* TASK TO COMPLETE:
Lines before the one containing "### LINKED ISSUE" are excluded; retype that line and all remaining lines of the material exactly.

* DATA:
PR #1339, opened 2026-06-11
Implement IBufferWriter<char> in OpenStringBuilder and CharTermAttribute, #1315

### LINKED ISSUE #1315: Implement `IBufferWriter<char>` on `ICharTermAttribute`/`CharTermAttribute` and `OpenStringBuilder`

### Task description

* WRITTEN ANSWER:
### LINKED ISSUE #1315: Implement `IBufferWriter<char>` on `ICharTermAttribute`/`CharTermAttribute` and `OpenStringBuilder`

### Task description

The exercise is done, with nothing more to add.